Dopo Pasolini
17 décembre 2013
C'était une expo à laquelle j'hésitais à aller, Pasolini à la cinémathèque. Cet homme dont curieusement je ne connais pas toute l'œuvre, mais parce qu'un peu comme pour Virginia Woolf, je ne peux l'aborder que sur la pointe des pieds à cause des échos hurlants, et pas seulement son travail mais sa vie me touchent trop. Quand je suis en période fragile, je dois m'en tenir à distance respectueuse, ou n'aborder qu'à petite dose.
Et puis j'ai reçu une invitation en tant qu'abonnée au Monde Interactif comme ils disent.
Ce n'était pas refusable.
J'ai passé un excellent moment d'autant plus que la visite était guidée et notre guide très intéressante. Elle est même parvenue à m'apprendre quelques choses que j'ignorais.
Et puis je n'étais pas seule et même si celui qui m'accompagnait était porteur de nouvelles le concernant mitigées, c'était bon d'être deux.

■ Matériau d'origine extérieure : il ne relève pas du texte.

Issue #1753, opened 2024-09-27
horace_mex and issues with cpp_communicator


abuts:
users complain that loading Horace-4 from distribution and trying to install it on clean windows machine causes problem. `cpp_communicator` does not have all its references (dll-s) satisfied on the system. 

To at least partially address this:
1) make check for `cpp_communicator` an independent on other `check_horace_mex` checks to allow mex to be enabled regardless to mpi. 
2) add validation for cpp_communicator to attempt to enable mpi cluster  (`mpiexec_mpi`)
3) fix issues with `horace_mex` to allow users who is not familiar with `cmake` building libraries on their systems.

abuts:
fixed through #1754

PR #1752, opened 2024-09-26
bunch of minor issues and comments

abuts:
while working with Horace, I've identified bunch of minor annoying issues. 
These are the fixes for these issues.

PR #1754, opened 2024-09-27
fixing horace mex and disentangling various mex options.

abuts:
Fixed Re #1753.

These are small changes necessary for using simple mex and MPI mex independently. 

also fixed horace_mex to be able to help users without `cmake`

should be dealt with after Re #1752 is merged


abuts:
should be dealt with after Re #1752

horace_core/admin/check_horace_mex.m
```diff
@@ -1,17 +1,29 @@
-function [rez, n_errors, can_use_mex_4_combine] = check_horace_mex()
+function [rez, n_errors, can_use_mex_4_combine,can_use_MPI] = check_horace_mex()
 % function checks if horace mex files are compiled correctly and returns
 % their version string.
 %
 % Usage:
 %   >>[rez, n_errors] = check_horace_mex();
-%   >>[rez, n_errors, can_use_mex_4_combine] = check_horace_mex();
+%   >>[rez, n_errors, can_use_mex_4_combine,can_use_herbert_mpi] = check_horace_mex();
```
cmarooney-stfc, line 7: unclear why herbert is appearing here in the description

horace_core/configuration/@hor_config/hor_config.m
```diff
@@ -296,14 +296,20 @@
             if use
                 % Configure mex usage
                 % --------------------
-                [~, n_errors, can_combine_with_mex] = check_horace_mex();
+                [~, n_errors, can_combine_with_mex,can_use_herbert_mpi] = check_horace_mex();
```
cmarooney-stfc, line 299: as above unclear why herbert is appearing here

cmarooney-stfc (changes requested):
one query about mpi labelling as herbert

horace_core/admin/check_horace_mex.m
abuts: because parallel computing toolbox uses Matlab MPI and Herbert may use Poor man MPI  which is not an MPI but pretends to be such (writes/reads/deletes files pretending to be MPI messages). And may use `cpp_communicator` which supports proper MPI implementation compiled for Herbert

horace_core/configuration/@hor_config/hor_config.m
abuts: may be gave this variable better name

horace_core/admin/check_horace_mex.m
```diff
@@ -1,17 +1,29 @@
-function [rez, n_errors, can_use_mex_4_combine] = check_horace_mex()
+function [rez, n_errors, can_use_mex_4_combine,can_use_custom_MPI] = check_horace_mex()
```
oerc0122, line 1: What is `custom` here? What makes it `custom`? Do you mean system?

herbert_core/classes/MPIFramework/@parallel_config/parallel_config.m
```diff
@@ -491,7 +491,13 @@
         function obj = set.parallel_threads(obj,n_threads)
             n_threads = floor(n_threads);
             n_workers = get_or_restore_field(obj, 'parallel_workers_number');
-            n_poss_threads = floor(obj.n_cores/n_workers);
+            if ispc % let's assume pc is Intel so threades are double number of cores
```
oerc0122, line 494: What do you mean "assume it's intel"? Do you mean it has hyperthreading? You should be careful
a) because hyperthreading my be either captured in `n_cores` or it may not. Sometimes you have hyperthreading mapped as a logical (but not a physical) processor other times it may just be a hidden feature handled internally as in some ARM systems. 
b) Because hyperthreading may not always be advantageous to use if you're already saturating the processors with work and can result in slowdown.

herbert_core/classes/MPIFramework/@parallel_config/parallel_config.m
```diff
@@ -491,7 +491,13 @@
...
+                % this estimeat will not be too wrong even if it is AMD,
```
oerc0122, line 495:
```suggestion
            if ispc % let's assume pc is Intel so threads are double number of cores
                % this estimate will not be too wrong even if it is AMD,
```

admin/horace_mex_mpi.m
```diff
@@ -5,7 +5,7 @@
 % Manually modify this script to specify the mpi libraries location in your
 % system.
 %
-use_her_mpich = false;
+use_her_mpich = true;
```
oerc0122, line 8: Why are we changing defaults here?

horace_core/configuration/@hor_config/hor_config.m
```diff
@@ -296,14 +296,20 @@
...
                     warning('HOR_CONFIG:set_use_mex',...
                         ' mex files can not be initiated, Use mex set to false');
                 end
                 if ~can_combine_with_mex
-                    config_store.instance().store_config(obj,'combine_sqw_using','matlab');
+                    config_store.instance().store_config('hpc_config','combine_sqw_using','matlab');
+                end
+                if ~can_use_custom_mpi
+                    pc = parallel_config;
+                    if ismember(pc.parallel_cluster,{'mpiexec_mpi','slurm_mpi'})
```
oerc0122, line 310: Why if these two are present in `parallel_cluster` would it default to herbert? What is this `if` statement actually checking?

oerc0122 (changes requested):

horace_core/configuration/@hor_config/hor_config.m
abuts: because `~can_use_custom_mpi` means that `cpp_communicator` does not work. These two frameworks use `cpp_communicator` as the transport, so they are not avaliable if it does not work.

admin/horace_mex_mpi.m
abuts: because I was trying to build `cpp_communicator` using the library, we provide with `Herbert` and it worked. Probably it is a bit easier to build `cpp_communicator`  with the libraties we provide with Herbert, than install external MPI on a system and then build `cpp_communicator` (`use_her_mpic=false` -- look for MPI installed on a system)

There are actually little difference between these two options as compiling `cpp_communicator` is a simpler task than making it to work, which I will try to explain in a fresh ticket.

horace_core/admin/check_horace_mex.m
abuts: custom means created by us, not provided by Matlab.

cmarooney-stfc (commented):
Agreeing with Jacob that the issues he comments on need explaining. Not adding any changes required myself.

I think this needs a more comprehensive explanation going back to first principles; the changes and comments assume the reader knows something about these issues, which may not be the case. Please work out how to tell this story in the code.

admin/horace_mex_mpi.m
cmarooney-stfc: As from Slack earlier: two things. One, if it needs that much explanation, then it should be documented in the code. Please add a substantial comment saying what is going on there. Two, I don't understand your explanation. It sounds more as if there was a temporary glitch in the build process rather than something fundamental that requires this change. Please can you write a paragraph for comments and run them by us. If need be we can use the sprint review slot tomorrow to discuss it.

abuts: There are generally not advisable to describe in words the thing the code is doing. You should comment on meanings and describe intentions. This requests violates this principle, but it is not difficult to add what the code is doing adding couple of sentences.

Mais à présent au calme de la maisonnée où je reste la seule à veiller, les larmes sont les plus fortes. Je reste en colère et en deuil de la mort prématurée de celui qui avait encore tant à nous apporter. Plus que jamais cette phrase en tête "Nous avons tué le messager".
Et ces images poignantes de l'homme en pleine forme physique qui joue au foot et plutôt bien, à peine quelques temps avant. Images dont j'ignorais qu'elles servirent (mais en vain) au procés de son trop facile assassin, lequel pris plus tard pour plus long de prison d'avoir volé une Rolex que d'avoir (prétendument ?) occis un de nos frères prophétiques.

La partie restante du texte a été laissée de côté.